I can easily find NumPy or SciPy issues that I’d rather not see a fix PR for. They’re valid bug reports, but the value of fixing them is minimal and the costs are high. Is NumPy 1.16 better than 1.15? Yes, but only marginally, despite the huge amount of work that went into it. If you don’t believe me, read the release notes: not one of the listed highlights is something the average user will remotely care about.

Better news: this will not be true for NumPy 1.17 - it will have a completely new implementation of the numpy.fft module (significantly more accurate and faster) and a new random number generator infrastructure with several much higher quality generators. Now not everyone can just write a whole new submodule. But maintainers are capable of that, or of other equally important major improvements - if only they weren’t too busy with reviewing!

I hope my argument has convinced you by now. If you care about helping an open source project, here’s a few things you should consider doing:

  1. Ask yourself if the change really is needed. Is it worth the effort - yours and the reviewers?
  2. Be explicit in telling the reviewer what the benefit is, in your PR description. So not “this is faster”, but “under these circumstances I see a 40% performance improvement, and here’s how I benchmarked it”.
  3. Offset the cost of your change proposal. There’s a number of ways you can do this:
    • You can review another PR in return for having yours reviewed (only if you know you are capable of doing that - confusing or incorrect reviews won’t help!).
    • You can answer some user questions on StackOverflow.
    • You can donate to the project.

Cost of a review comment

You can apply the same line of thinking to reviewing rather than opening a pull request. Excessive nitpicking is unfortunately common in open source projects. Yes, each comment has the potential to make the code or documentation a little more perfect, but is it really needed? Each comment is a request to a contributor to do more work. The first few sets of comments for a new contributor may be a good learning experience. After that, non-essential comments potentially frustrate a contributor and may cause him or her to leave or experience unnecessary stress. Instead, as a reviewer you should focus on the major issues: correctness, maintainability, performance, clear documentation, test coverage. Any typo, style issue, or equivalent-but-not-preferred code construct can also be fixed up by you as the reviewer (either push to the branch from which the PR was made, or fix it in a follow-up PR). Or even just ignore it and leave it for another contributor to tackle as a “good first issue”.
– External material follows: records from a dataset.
PR #290, opened 2026-09-02
Delete rvalue constructor on protocol_view<T>

### LINKED ISSUE #285: protocol_view<I> lacks the deleted rvalue constructor DRAFT.md's synopsis specifies
DRAFT.md's synopsis declares a deleted rvalue constructor on both
`protocol_view` specializations:

```c++
// Construction from an rvalue conforming object is deleted.
template <typename T>
protocol_view(const T&&) = delete;
```

The implementation has it only on `protocol_view<const T>` (`protocol.hh`,
"A view of a temporary would dangle"). `protocol_view<T>` relies on its `U&`
constructor failing to bind an rvalue.

Both views reject a temporary, but the diagnostics differ. With GCC trunk:

```c++
struct Shape { double area() const; };
struct Circle { double area() const { return 1; } };
void f(protocol_view<Shape>);
void g(protocol_view<const Shape>);

g(Circle{});
// error: use of deleted function 'protocol_view<const T>::protocol_view(const U&&) [with U = Circle; T = Shape]'
// note: declared here  (points at the "would dangle" comment)

f(Circle{});
// error: could not convert 'Circle()' from 'Circle' to 'protocol_view<Shape>'

protocol_view<Shape> v(Circle{});
// error: no matching function for call to 'protocol_view<Shape>::protocol_view(Circle)'
// note: cannot bind non-const lvalue reference of type 'Circle&' to an rvalue of type 'Circle'
```

The const view names the deleted constructor and its comment; the mutable view
reports a binding failure with no pointer to the lifetime reason.

Fix: add the deleted overload to `protocol_view<T>` with the same constraints
as its `U&` constructor, and a `!is_constructible_v<protocol_view<Interface>,
Conforming>` static_assert alongside the existing lvalue ones. If the
synopsis is meant to differ, drop the declaration from `protocol_view<I>` in
the DRAFT.md rewrite instead.

Raised in the review of #272; deferred there as a documentation matter.

philipcraig:
DRAFT.md's synopsis declares a deleted rvalue constructor on both `protocol_view` specialisations, but the implementation had it only on `protocol_view<const T>`. `protocol_view<T>` relied on its `U&` constructor failing to bind, so viewing a temporary produced a different diagnostic for the mutable and const views.

Adds the deleted overload with the same constraints as the `U&` constructor, so both views report use of a deleted function pointing at the "would dangle" comment.

Closes #285

### DIFF
--- a/protocol.hh
+++ b/protocol.hh
@@ -1061,6 +1061,13 @@ class protocol_view
         vtable_(
             &detail::view_vtable_for<T, U, detail::const_policy::all_const>) {}
 
+  // A view of a temporary would dangle.
+  template <typename U>
+    requires is_protocol_conformant_v<T, std::remove_cvref_t<U>> &&
+                 (!is_protocol_view_v<std::remove_cvref_t<U>>) &&
+                 (!std::is_const_v<U>)
+  protocol_view(const U&&) = delete;
+
   // Views the object a `protocol<T>` owns, sharing its vtable.
   //
   // Precondition: `p` is not valueless.


jbcoe (approved):
Thanks for this.

PR #291, opened 2026-09-02
Prefer Bazel for building and testing

philipcraig:
Bazel builds this project faster than CMake, both from scratch and after
editing `protocol.hh`. Measured on a two-core codespace from fresh
directories, with Bazel given its own output root and repository cache so
nothing was reused:

| Scenario | CMake | Bazel |
|---|---|---|
| Full build | 223 s | 140 s |
| One-character comment change in `protocol.hh` | 81 s | 45 s |

Both systems rebuild the same three test translation units and relink after
the comment change.

Reword the agent instructions (`GEMINI.md`, which `CLAUDE.md` and
`Agents.md` link to), the developer guide and the sandbox hint to prefer
`scripts/bazel.sh`. CMake remains the path for sanitizers, coverage and
clang-tidy, and is still required when CMake files or `scripts/cmake.py`
change.

### DIFF
--- a/CONTRIBUTING.md
+++ b/CONTRIBUTING.md
@@ -6,19 +6,35 @@ This document explains how to set up, build, and understand the internals of the
 
 ### Prerequisites
 
-Before building, ensure you have [CMake](https://cmake.org/download/) 3.25 or
-later, a GCC with C++26 reflection (P2996) support, and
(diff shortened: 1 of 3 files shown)


jbcoe (approved):
Nicely spotted!

PR #10, opened 2017-04-06
Add automatic release build in travis

houshengbo:
This patch adds the binary build in travis, which can be don automatically
when a tag is added.


houshengbo:
@dubeejw I had to merge this one as soon as possible, because it is unable to test if it not merged in master.

PR #13, opened 2017-04-11
Update Dockerfile

pritidesai:
Bundling externalized strings into wsk CLI binary

@dubeejw please review the changes. I haven't found this anywhere else being done so adding it back to docker file.

### DIFF
--- a/Dockerfile
+++ b/Dockerfile
@@ -19,6 +19,10 @@ ADD . /src/github.com/openwhisk/openwhisk-cli
 RUN echo "Restoring Go dependencies"
 RUN cd /src/github.com/openwhisk/openwhisk-cli && /bin/godep restore -v
 
+# Collect all translated strings into single .go module
+RUN echo "Packaging i18n Go module"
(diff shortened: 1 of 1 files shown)


Dockerfile
```diff
@@ -19,6 +19,10 @@ ADD . /src/github.com/openwhisk/openwhisk-cli
 RUN echo "Restoring Go dependencies"
 RUN cd /src/github.com/openwhisk/openwhisk-cli && /bin/godep restore -v
 
+# Collect all translated strings into single .go module
+RUN echo "Packaging i18n Go module"
+RUN cd /src/github.com/openwhisk/openwhisk-cli && /bin/go-bindata -pkg wski18n -o wski18n/i18n_resources.go wski18n/resources
```
houshengbo: I do not think we need them any more, because i18n module is accessible in the source code. No need to build them .

houshengbo:
@pritidesai Priti, I do not think it is necessary to add the lines. Please check my comments.

Dockerfile
houshengbo: It used to be necessary to have them, because GO CLI within openwhisk is not in a standard go project structure. After we put in a standard go project structure, we do not need to build the module, which can be accessed by the source code instead. All the package imports have been changed to use the absolute paths.

PR #38, opened 2017-05-02
Add test cases regarding the action

houshengbo:


dubeejw:
@houshengbo, is this PR still valid?

PR #41, opened 2017-05-08
add travis button to readme

csantanapr:


csantanapr:
@csantanapr Do we want to add golint to the scanCode.py for all .go files?

sounds like a good idea

PR #65, opened 2017-06-23
Add the test cases for CLI

houshengbo:
This PR establishes the framework of scala test cases for openwhisk cli.
Since we only have scala test cases as the legacy, we tentatively port
the test cases from openwhisk to this repo.


rabbah:
i understand that we need to move these tests but i would rather not lose our git history with all the migrations that are happening.

houshengbo:
@rabbah It is not easy to do, because the cli tests are not located under one folder, but spreads into many folder, which also contains tests not for cli.

PR #74, opened 2017-06-24
Modifying the test cases for cli repo

houshengbo:
This PR establishes the framework of scala test cases for openwhisk cli.
Since we only have scala test cases as the legacy, we tentatively port
the test cases from openwhisk to this repo.


houshengbo:
@rabbah history kept.

PR #99, opened 2017-08-29
WIP Changes required to add service bindings to the Bluemix plugin

jessealva:
Essentially just added some publicly exported functions, which called the private versions.  This helped to have a smaller ripple effect across the code base as some of the functions that we needed to export would force changes across the entire API. 

This can still be done, but at least for the time being I'd prefer to do it this way and then fix this up (i.e. removing the duplicate methods that only have a difference in their case of the first character of the name and just making the required methods publicly exported) .   This way we can meet the deadline with less risk as there wouldn't be as many changes across the entire cli code base.

### DIFF
--- a/commands/commands.go
+++ b/commands/commands.go
@@ -31,6 +31,14 @@ import (
 var client *whisk.Client
 const DefaultOpenWhiskApiPath string = "/api"
 
+func GetClient() *whisk.Client {
+    return client
+}
+
+func SetupClientConfig(cmd *cobra.Command, args []string) (error){
+    return setupClientConfig(cmd, args)
+}
+
 func setupClientConfig(cmd *cobra.Command, args []string) (error){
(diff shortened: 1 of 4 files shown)


jessealva:
@mdeuser ^^

mdeuser:
@jessealva - in general, when the pr is merged, no additional technical debt is expected.  in this case, let's bite the bullet and make the sweeping change prior to the pr merge.  for now, it's ok to do what you have suggested for quicker testing.

mdeuser:
@jessealva oh.. also, you will want to submit open cli PRs against the apache/incubator-openwhisk repo instead of this repo.  changes from the apache/incubator-openwhisk repo are then merged into this repo.

/cc @houshengbo

jessealva:
Closed as this was the incorrect repo in which to submit changes in.

PR #172, opened 2017-11-29
Change to ensure we can't pass in both --kind and --docker at the same time

### LINKED ISSUE #122: If you specify --kind and --docker, --docker is silently ignored
@sdague commented on [Thu Nov 16 2017](https://github.com/apache/incubator-openwhisk/issues/2977)

When you set an action using the wsk action update command, and specify both --kind and --docker, the --docker portion is silently ignored. Instead at least a warning should be provided to the users to ensure that they get something consistent.

This tripped me up when moving from a --kind python:3 to --docker <customimage> as I didn't remember to delete the --kind from my script, then my image wasn't used, the base python3action was used instead.

---

@csantanapr commented on [Thu Nov 16 2017](https://github.com/apache/incubator-openwhisk/issues/2977#issuecomment-345079610)

@jessealva take a look when you have a chance.

jessealva:
Fixes #122

### DIFF
--- a/commands/action.go
+++ b/commands/action.go
@@ -398,6 +398,11 @@ func parseAction(cmd *cobra.Command, args []string, update bool) (*whisk.Action,
         action.Annotations = annotations.(whisk.KeyValueArr)
     }
 
+    if len(Flags.action.kind) > 0 && len(Flags.action.docker) > 0 {
+        errStr := wski18n.T("Cannot specify both --kind and --docker at the same time.")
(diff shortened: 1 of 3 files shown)


jessealva:
@drcariel would you like to review this guy and see what you think?

jessealva:
@csantanapr could you review and merge this? I had @drcariel look at it but i guess he's not an approved reviewer so still have red checks on this PR.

The issue with nitpicking was driven home for me by two recent experiences. One was attending Maintainerati (highly recommended unconference), where in a session on diversity several non native English speakers said they felt unwelcome by reviewers pointing out small grammatical issues in their doc PRs. The suggestions on what to do instead that I made above are what they said they would have preferred instead. The other one was a NumPy PR where I started noticing excessive back-and-forth comments and fixes on a PR that I wasn’t directly involved in. It was a technically solid PR by a new and obviously capable contributor. It could have been merged after one round of review. Instead, review and rework cycles spanned over 100+ comments and two months. In the end I had to jump in to stop that pattern and finally get the PR merged. It wasn’t pleasant for me to have to do, and I’m fairly sure the experience on that whole PR wasn’t pleasant for anyone involved.

One way of addressing these issues with code review is for projects to write a reviewer guide, and provide feedback to reviewers in the same way as they do to contributors. Every project has a contributor guide; a reviewer guide is equally important.